Origin: Toronto, Ontario - Elkins, Ontario
A new CD from Jenny Whiteley (pronounced “White-lee”) is always something to celebrate, but for her growing number of fans, the release of Forgive or Forget will prove more than worth the wait.
Those who have heard Jenny sing as she’s crisscrossed Canada and the U.S. over the past dozen or so years know that an evening spent listening to her songs is like a long-delayed meeting with an old dear friend. Laughter and sorrow are shared, barriers dissolve, and life’s burdens suddenly don’t seem so heavy anymore.
Great music has the power to heal, and if Jenny’s concerts are like a reunion that passes all too quickly, her CDs take their time and sink in deeply like a letter from that same long lost friend to be treasured and re-read over time.
Forgive or Forget features nine original new songs, plus a cover of Felice and Boudleaux Bryant’s “Raining in My Heart” originally recorded by Buddy Holly, that sound not so much written as torn from the cloth of hard won experience. Whiteley’s integrity and commitment emanate from every syllable she sings as she shares her tales of life on the road less traveled. Her voice has taken on a deeper resonance than ever before as she takes her time to share what may be the best collection of songs she’s ever offered.
Jenny Whiteley often jokes that she was a late bloomer and didn’t fully commit to music until the age of 24, but she’s been making up for lost time ever since. She first came to national attention while singing and playing with Heartbreak Hill, the groundbreaking bluegrass group from Ontario who were nominated for a Juno Award (Canada’s Grammy) in 1999. But, that was an honor that had to wait until her self-produced debut came out in 2000 and Jenny won the “Roots Album of the Year” award.
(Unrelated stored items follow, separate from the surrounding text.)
Issue #5673, opened 2026-07-31
Retry hosted AI budget reservations without terminating chats or pipes


EzraEllette:
## Problem

`hosted_ai_budget_reserved` is transient, but chat and pipe runners treat it as a generic 429: three retries with a 10-second fallback. They do not parse `retry_after_seconds`. Contention lasting over ~30 seconds terminates the chat or pipe.

```text
429 budget reserved -> retry 3x -> terminate
```

## Required behavior

- Classify `hosted_ai_budget_reserved` separately from provider rate limits.
- Parse `retry_after_seconds` and `Retry-After`.
- Retry at that interval until admitted or the 10-minute reservation TTL expires.
- Keep the same chat bubble or pipe run; do not duplicate prompts or output.
- Keep `daily_cost_limit_exceeded` terminal.

## Tests

- Hold capacity for 35 seconds, release it, and verify chat succeeds after more than three retries.
- Run the same case through the pipe executor.
- Verify daily-cap errors do not retry.

Related: #5671

d180:
Hey @EzraEllette , Can I work on this one?

EzraEllette:
> Hey @EzraEllette , Can I work on this one?

sure, think about the right scope / abstraction for the implementation

rednavel:
I'm getting constant messages about rate limiting being an issue, so what is even the point of using your tool if I don't even get responses?

EzraEllette:
> I'm getting constant messages about rate limiting being an issue, so what is even the point of using your tool if I don't even get responses?

@rednavel 

We had unusually high demand recently and lots of new users. It's fixed now. 

You can join our discord for quicker responses: https://discord.gg/screenpipe

PR #5761, opened 2026-08-02
fix(pi): retry hosted AI capacity contention instead of terminating t…

d180:
## Description

`hosted_ai_capacity_reserved` (the 429 the gateway returns when the shared hosted-AI slot is briefly held by a sibling chat/pipe) was classified as a generic provider rate limit and got the same fixed 3-retry / 10s-fallback treatment. Contention lasting past ~30s silently terminated the chat or pipe run, even though the slot frees up shortly after.

* classify `hosted_ai_capacity_reserved` separately from generic rate limits
* parse `retry_after_seconds` from the payload (previously only `reset_in` was read)
* retry it on a time budget matching the gateway's reservation TTL, instead of the fixed attempt cap generic rate limits get
* the two retry budgets (plain rate limit vs. capacity contention) are independent, so a run alternating between the two can't have one exhaust the other's allowance
* `daily_cost_limit_exceeded` and friends remain terminal, unchanged
* chat and pipes share this exact retry path (`PiExecutor::run_streaming`), so this is a single fix covering both

related issue: #5673

## before / after

n/a — backend-only retry policy change, no UI surface. Even before this fix, the retry-and-wait already happened silently with no visible indicator in the chat window; the only externally visible difference now is that a chat/pipe succeeds after a longer wait instead of failing when hosted AI capacity is briefly contended.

By 2003, things really got rolling with her second Juno-winning release, Hopetown, the first CD produced by Steve Dawson for his Black Hen Music label, marking the beginning of a fruitful and productive working relationship that continued with 2006’s Dear and has reached its highest point with Forgive or Forget.
The songs on Forgive or Forget trace the arc of love relationships as they wax and wane with the passage of time. From the optimistic joy of love’s new sheen reflected in “Ripple Effect” to the decline and fall of “Cold Kisses” and “Final Season,” Whiteley proves that there is a place for heartfelt love songs that reflect the realities of an adult world. As deeply personal as Dylan’s Blood on the Tracks, these songs of love, renewal, and dusting oneself off to start all over again will send shivers down listeners’ spines no matter how many times they’re played and heard.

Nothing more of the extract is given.